Jeff King wrote:
> Thinking on it more, my patch, hacky thought it seems, may not be the
> worst solution. Here are the options that I see:
> 
>   1. Use a regex library that does not require NUL termination. If we
>      are bound by the regular regexec interface, this is not feasible.
>      But the GNU implementation works on arbitrary-length buffers (you
>      just have to use a slightly different interface), and we already
>      carry it in compat. It would mean platforms which provide a working
>      but non-GNU regexec would have to start defining NO_REGEX.
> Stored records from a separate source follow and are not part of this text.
PR #10971, opened 2022-03-11
fix(Scripts/BlackwingLair): Razorgore improvements

Nyeriah:
## Changes Proposed:
-  Script his evade modes after retail research and some other improvements
-  

## Issues Addressed:

- Closes 

## Tests Performed:

- Tested ingame
- 

## How to Test the Changes:

1. Pull razorgore
2. .damage him
3. notice he kills all mobs if he dies during p1

## Known Issues and TODO List:

- [ ]
- [ ]

## How to Test AzerothCore PRs
 
When a PR is ready to be tested, it will be marked as **[WAITING TO BE TESTED]**.

You can help by testing PRs and writing your feedback here on the PR's page on GitHub. Follow the instructions here:

http://www.azerothcore.org/wiki/How-to-test-a-PR

**REMEMBER**: when testing a PR that changes something **generic** (i.e. a part of code that handles more than one specific thing), the tester should not only check that the PR does its job (e.g. fixing spell XXX) but **especially** check that the PR does not cause any regression (i.e. introducing new bugs).

**For example**: if a PR fixes spell X by changing a part of code that handles spells X, Y, and Z, we should not only test X, but **we should test Y and Z as well**.

PR #11253, opened 2022-04-02
fix(Core/Spells): Razorgore's Explosion ignores LoS.

### LINKED ISSUE #11180: [BWL] Razorgore explosion doesn't kill the hidden players
### Current Behaviour

Not fixed by #10971, if players kill razorgore before that all eggs are destroyed, he explose. But the explosion doesn't impact the hidden players by a gameobject.

When razorgore explose, all players are killed.

### Source

_No response_

1. Hide a player with a columns or an other gameobject
2. Kill razorgore during the P1/P2

### Extra Notes

_No response_

### AC rev. hash/commit

AzerothCore rev. 9e7d1e2a3af7

### Operating system

Windows 11

### Custom changes or Modules

_No response_

UltraNix:
Fixes #11180

## Issues Addressed:

- Closes #11180

## Tests Performed:

- Not tested.

## How to Test the Changes:

Hide a player with a columns or an other gameobject
Kill razorgore during the P1/P2

### DIFF
--- a/data/sql/updates/pending_db_world/rev_1648906248199850600.sql
+++ b/data/sql/updates/pending_db_world/rev_1648906248199850600.sql
@@ -1,0 +1,5 @@
+INSERT INTO `version_db_world` (`sql_rev`) VALUES ('1648906248199850600');
+
+DELETE FROM `conditions` WHERE `SourceTypeOrReferenceId`=13 AND `SourceEntry`=20038;
+INSERT INTO `conditions` (`SourceTypeOrReferenceId`, `SourceGroup`, `SourceEntry`, `SourceId`, `ElseGroup`, `ConditionTypeOrReference`, `ConditionTarget`, `ConditionValue1`, `ConditionValue2`, `ConditionValue3`, `NegativeCondition`, `ErrorType`, `ErrorTextId`, `ScriptName`, `Comment`) VALUES
+(13,1,20038,0,0,31,0,4,0,0,0,0,0,'','Explosion targets players');
--- a/src/server/game/Spells/SpellInfoCorrections.cpp
+++ b/src/server/game/Spells/SpellInfoCorrections.cpp
@@ -4252,6 +4252,7 @@ void SpellMgr::LoadSpellInfoCorrections()
     ApplySpellFix({ 20038 }, [](SpellInfo* spellInfo)
     {
         spellInfo->Effects[EFFECT_0].RadiusEntry = sSpellRadiusStore.LookupEntry(EFFECT_RADIUS_50000_YARDS);
+        spellInfo->AttributesEx2 |= SPELL_ATTR2_IGNORE_LINE_OF_SIGHT;
     });
 
     for (uint32 i = 0; i < GetSpellInfoStoreSize(); ++i)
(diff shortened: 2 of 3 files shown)


Lynethris:
@UltraNix It's doesn't work because it's ignore totally the wall of the room and kill everything in the raid. We can maybe adjust the radius to the room (around 100y),  but I think that we will got the problem if the boss is kill near the vael door.

Nyeriah:
The spell initially had a shorter range, but it was reported as not enough. I didn't add the ignore LOS flag because I predicted this could happen. The spell targets can be conditioned to only kill the encounter mobs, however, then it no longer kills players...

Lynethris:
I'm not a dev but why not just use/create a function to kill only the players in the raid and then despawn the adds during the reset like with nef ? We would keep the explosion only for the visual.

Nyeriah:
The point is recreating scripts the way they're in the base game and there a spell is used to do it, we try to perform tasks using proper game mechanics instead of raw code. What you propose would be a simple solution but yes it's not the way it should be scripted, although it's still a solution...

Lynethris:
I understand. For the moment, this issue is minor a problem. Don't break a game mechanic and it's not a source of bug abuse. So we can wait to find a better solution.

UltraNix:
@Lynethris Why it's such a problem? When you fight with this boss, all gates are closed and you cannot escape. If all players should be dead, then I see no other way.

Nyeriah:
> @Lynethris Why it's such a problem? When you fight with this boss, all gates are closed and you cannot escape. If all players should be dead, then I see no other way.

I think he means it kills every mob inside the instance

Lynethris:
Yes, it is. The explosion kill players and mobs/bosses.

UltraNix:
Oh, that's a big problem ;)

UltraNix:
@Lynethris Try again now with the sql.

Lynethris:
It's work but it's break the boss reset (PR #10971).

UltraNix:
@Lynethris What is now the problem with that boss reset?

Lynethris:
> @Lynethris What is now the problem with that boss reset?

Sorry, not specify. When the boss explose, he is stay dead.

UltraNix:
@Lynethris Should be okay now.

Lynethris:
Test done and it's work. 

- [X] Razorgore reset properly
- [X] When Razorgore is killed before P3, he explodes and kill all players
- [X] Players hidden by a gameobject are hitted by the explosion

Just two minors issues:

- [ ] Spells like Divine shield can immune the player to the explosion
- [ ] When the boss explodes, it's take 30sec before the reset. Can we down this delay ?

Nyeriah:
> * [ ]  When the boss explodes, it's take 30sec before the reset. Can we down this delay ?

This is done after retail research, it's not exact but an aproximate value

Lynethris:
> > * [ ]   When the boss explodes, it's take 30sec before the reset. Can we down this delay ?
> 
> This is done after retail research, it's not exact but an aproximate value

Ok

UltraNix:
@Lynethris 
` Spells like Divine shield can immune the player to the explosion`
Should be okay now.

Lynethris:
Work. All is finally good. I pass it in "to be merged". Thanks @UltraNix !

Nyeriah (approved):

PR #26051, opened 2026-06-01
feat(Core/Chat): Add chat filter with Aho-Corasick matching

Kitzunu:
## Changes Proposed:

This PR proposes changes to:
-  [x] Core (units, players, creatures, game systems).
-  [x] Scripts (bosses, spell scripts, creature scripts).
-  [x] Database (SAI, creatures, etc).
image

### AI-assisted Pull Requests

> [!IMPORTANT]
> While the use of AI tools when preparing pull requests is not prohibited, contributors must clearly disclose when such tools have been used and specify the model involved.
> 
> Contributors are also expected to fully understand the changes they are submitting and must be able to explain and justify those changes when requested by maintainers.

- [x] AI tools (e.g. ChatGPT, Claude, or similar) were used entirely or partially in preparing this pull request. Please specify which tools were used, if any. Claude Opus 4.7

## Issues Addressed:

- Closes https://github.com/azerothcore/azerothcore-wotlk/issues/26028

## SOURCE:

The changes have been validated through:
- [ ] Live research (checked on live servers, e.g Classic WotLK, Retail, etc.)
- [ ] Sniffs (remember to share them with the open source community!)
- [ ] Video evidence, knowledge databases or other public sources (e.g forums, Wowhead, etc.)
- [ ] The changes promoted by this pull request come partially or entirely from another project (cherry-pick). **Cherry-picks must be committed using the proper --author tag in order to be accepted, thus crediting the original authors, unless otherwise unable to be found**

## Tests Performed:

This PR has been:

I have thought about the possibility of doing this for unrelated reasons
in the past.

On cygwin, there have been two unexpected test passes since about v1.6.0
(I reported it to the list in passing), like so:

    [ ... ]
    All tests successful.

    Test Summary Report
    -------------------
    t0050-filesystem.sh                              (Wstat: 0 Tests: 9 Failed: 
0)
      TODO passed:   5
    t7008-grep-binary.sh                             (Wstat: 0 Tests: 20 
Failed: 0)
      TODO passed:   12
    Files=604, Tests=8439, 11190 wallclock secs ( 2.59 usr  1.59 sys + 7294.86 
cusr
    3416.65 csys = 10715.70 CPU)
    Result: PASS

In particular, t7008.12 passes on cygwin because the regex library apparently
matches '.' to NUL. Indeed if you add a test_pause to the script and execute
"grep .fi a" (note grep *not* git-grep) then "Binary file a matches" on Linux,
cygwin and MinGW. (So I assume the test was added to document a difference in
behaviour to GNU grep).

So, if we use the GNU interface to the regex routines in compat, then we may
specify the "grep syntax" for use in git-grep. (Well that's the theory, I've
not actually tried to code it up, so take this with a pinch of salt! :-P ).